WORK ITEM: Consider the material that follows. How many of its lines contain "target"? Reply with the number alone.

EXERCISE INPUTS:
PR #2817, opened 2023-10-09
Bump RTD builder Python version

A5rocks:
This is erroring on master due to (AFAICT) trio doing magic to make Sphinx realize `link_to` exists, but then using Python 3.12's Sphinx index to find it (which obviously doesn't work).

This does raise the interesting question of whether functions that are removed will show up in the output, as we cannot expect everyone to be using Python 3.12. I'm not sure what to do about this.


TeamSpen210:
What might be better is to just hardcode the older URL for this specific link. I just disabled the link and added a deprecation warning in #2815...

A5rocks:
Ack I didn't read that PR yet. Ideally we would use an old intersphinx inventory but still link to the latest version of the Python documentation... but I'm not sure if that's possible.

Personally I would super duper rather just build our docs on 3.12 but unfortunately RTD doesn't support that yet. I think your solution is more pragmatic though (while it's probably more correct to not have a mismatch... it's not worth linking to older docs). I have to think about this a bit xd

CoolCat467 (approved):
Looks simple enough, but I feel like @TeamSpen210's solution in #2815 might be better in the end, and then we aren't dependent on "has to run docs on py3.11 only"

A5rocks:
I've gone ahead and submitted https://github.com/readthedocs/readthedocs.org/pull/10808 which might help things along

TeamSpen210:
Figured out an even better solution. We can just add an event listener which manually adds the definition into intersphinx's list of objects, with a 3.11 URL. Actually that probably would work for most of the other entries in `nitpick_ignore`.

A5rocks:
That sounds like a plan. I'm not comfortable enough with Sphinx to do that though... maybe you could? :P

webknjaz:
```console
/home/docs/checkouts/readthedocs.org/user_builds/trio/checkouts/2817/trio/__init__.py:docstring of trio.Path:1: WARNING: py:meth reference target not found: pathlib.Path.link_to
```

Didn't it get removed? It was deprecated since 3.10.

webknjaz:
How about replacing the reference with `symlink_to`?

https://webknjaz.github.io/intersphinx-untangled/docs.python.org/

webknjaz:
> What might be better is to just hardcode the older URL for this specific link.

FYI it is entirely possible to add several intersphinx entries against different python version docs.

A5rocks:
TBF this isn't really needed anymore due to fixes elsewhere, but this also (should, IIRC RTD releases on Tuesdays) bumps our builder to 3.12.

TeamSpen210:
We should wait until RTD does run on 3.12 - `link_to` will probably disappear at that point. What we could do is add some special case code to `_path.py` - if sphinx is in sys.modules or an environment var is set, unconditionally define the method?

CoolCat467:
Only one issue from read the docs build: 
```console
src/trio/__init__.py:docstring of trio.Path:1: WARNING: py:obj reference target not found: .
```

A5rocks:
Yeah I'm not sure if I even want to merge this PR anymore because it brings up so many possible issues (such as old forwarded methods not appearing in documentation). I'll just set it to WIP for a bit at least.

jakkdl:
> (such as old forwarded methods not appearing in documentatio

old forwarded issues are relatively straightforward to add exceptions for in `add_mapping` in `docs/source/conf.py` now. Though `Buffer` is failing here now

A5rocks:
This isn't going to be merged now cause it doesn't fix anything and just complicates things. Let's figure out how to handle older methods at some point in the future. Maybe in a similar way to how we might handle anything Windows-specific (if we have anything like that? Not sure.)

ANSWER SECTION: 2